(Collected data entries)
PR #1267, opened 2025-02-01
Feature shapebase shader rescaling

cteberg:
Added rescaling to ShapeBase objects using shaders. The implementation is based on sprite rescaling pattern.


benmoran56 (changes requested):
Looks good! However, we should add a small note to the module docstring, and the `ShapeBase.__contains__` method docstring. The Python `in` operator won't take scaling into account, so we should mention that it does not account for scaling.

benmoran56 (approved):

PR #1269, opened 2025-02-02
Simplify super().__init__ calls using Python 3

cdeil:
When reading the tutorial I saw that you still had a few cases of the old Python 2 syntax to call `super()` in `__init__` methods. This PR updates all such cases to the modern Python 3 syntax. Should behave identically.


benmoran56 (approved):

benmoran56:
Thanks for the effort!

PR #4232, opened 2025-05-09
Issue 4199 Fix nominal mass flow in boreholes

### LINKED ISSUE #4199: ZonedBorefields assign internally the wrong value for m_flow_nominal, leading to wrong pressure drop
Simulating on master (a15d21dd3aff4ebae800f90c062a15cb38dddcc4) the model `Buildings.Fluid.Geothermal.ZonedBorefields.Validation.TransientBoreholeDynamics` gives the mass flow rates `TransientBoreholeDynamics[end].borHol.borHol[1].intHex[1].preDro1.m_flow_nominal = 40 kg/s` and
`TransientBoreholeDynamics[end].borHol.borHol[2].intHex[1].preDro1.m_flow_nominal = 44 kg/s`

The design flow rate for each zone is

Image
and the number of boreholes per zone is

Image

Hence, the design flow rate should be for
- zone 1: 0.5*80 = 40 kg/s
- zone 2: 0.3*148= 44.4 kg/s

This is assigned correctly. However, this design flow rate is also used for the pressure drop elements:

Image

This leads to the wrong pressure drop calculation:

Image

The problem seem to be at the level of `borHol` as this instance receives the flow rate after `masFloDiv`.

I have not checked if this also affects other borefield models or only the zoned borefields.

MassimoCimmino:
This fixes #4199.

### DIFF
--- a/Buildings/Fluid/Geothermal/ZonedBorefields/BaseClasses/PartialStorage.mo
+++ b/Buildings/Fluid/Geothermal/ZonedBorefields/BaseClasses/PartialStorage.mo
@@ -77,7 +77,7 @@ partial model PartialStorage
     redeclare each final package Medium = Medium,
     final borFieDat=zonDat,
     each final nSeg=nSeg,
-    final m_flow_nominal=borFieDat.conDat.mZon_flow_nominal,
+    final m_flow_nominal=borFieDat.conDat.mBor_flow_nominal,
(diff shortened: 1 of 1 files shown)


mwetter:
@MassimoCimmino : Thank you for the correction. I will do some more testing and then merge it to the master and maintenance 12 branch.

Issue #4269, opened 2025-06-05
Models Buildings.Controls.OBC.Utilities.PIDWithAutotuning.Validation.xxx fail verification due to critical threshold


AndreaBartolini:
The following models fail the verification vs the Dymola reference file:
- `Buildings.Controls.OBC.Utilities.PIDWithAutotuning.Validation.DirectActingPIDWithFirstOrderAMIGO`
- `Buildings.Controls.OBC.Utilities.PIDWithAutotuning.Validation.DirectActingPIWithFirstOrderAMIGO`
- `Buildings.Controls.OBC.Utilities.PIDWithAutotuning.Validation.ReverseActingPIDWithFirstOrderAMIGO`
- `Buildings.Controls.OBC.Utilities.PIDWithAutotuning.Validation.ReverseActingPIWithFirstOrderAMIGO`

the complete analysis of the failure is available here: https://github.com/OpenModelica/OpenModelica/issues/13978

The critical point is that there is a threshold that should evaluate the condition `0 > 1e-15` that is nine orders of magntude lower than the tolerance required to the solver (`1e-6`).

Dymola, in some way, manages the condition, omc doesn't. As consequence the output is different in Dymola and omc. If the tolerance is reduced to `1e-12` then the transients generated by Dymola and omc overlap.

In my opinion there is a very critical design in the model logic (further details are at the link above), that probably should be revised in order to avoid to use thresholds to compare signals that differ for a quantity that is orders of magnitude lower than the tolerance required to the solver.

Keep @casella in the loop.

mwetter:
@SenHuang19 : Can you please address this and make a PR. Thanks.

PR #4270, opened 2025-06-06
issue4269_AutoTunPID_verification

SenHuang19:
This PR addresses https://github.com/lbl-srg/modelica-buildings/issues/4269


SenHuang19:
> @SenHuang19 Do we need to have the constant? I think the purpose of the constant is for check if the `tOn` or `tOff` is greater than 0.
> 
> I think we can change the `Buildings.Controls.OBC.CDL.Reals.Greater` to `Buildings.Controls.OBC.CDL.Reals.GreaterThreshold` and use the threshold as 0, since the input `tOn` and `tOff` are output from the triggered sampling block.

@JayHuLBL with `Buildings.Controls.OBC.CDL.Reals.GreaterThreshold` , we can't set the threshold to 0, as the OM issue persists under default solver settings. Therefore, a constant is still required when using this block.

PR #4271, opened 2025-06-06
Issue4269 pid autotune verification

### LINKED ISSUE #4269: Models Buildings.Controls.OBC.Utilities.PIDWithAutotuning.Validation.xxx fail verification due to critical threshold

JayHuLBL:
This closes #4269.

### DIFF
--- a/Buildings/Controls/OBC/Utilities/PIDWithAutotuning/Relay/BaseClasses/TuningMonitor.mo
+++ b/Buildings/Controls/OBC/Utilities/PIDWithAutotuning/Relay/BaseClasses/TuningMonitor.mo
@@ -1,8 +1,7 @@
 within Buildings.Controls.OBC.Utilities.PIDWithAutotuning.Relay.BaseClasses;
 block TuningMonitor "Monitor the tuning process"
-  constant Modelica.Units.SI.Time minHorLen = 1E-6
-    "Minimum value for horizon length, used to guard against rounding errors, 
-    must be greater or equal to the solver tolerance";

Task to complete: Among the lines above, return those that contain the string "borHol".

Response box:
Simulating on master (a15d21dd3aff4ebae800f90c062a15cb38dddcc4) the model `Buildings.Fluid.Geothermal.ZonedBorefields.Validation.TransientBoreholeDynamics` gives the mass flow rates `TransientBoreholeDynamics[end].borHol.borHol[1].intHex[1].preDro1.m_flow_nominal = 40 kg/s` and
`TransientBoreholeDynamics[end].borHol.borHol[2].intHex[1].preDro1.m_flow_nominal = 44 kg/s`
The problem seem to be at the level of `borHol` as this instance receives the flow rate after `masFloDiv`.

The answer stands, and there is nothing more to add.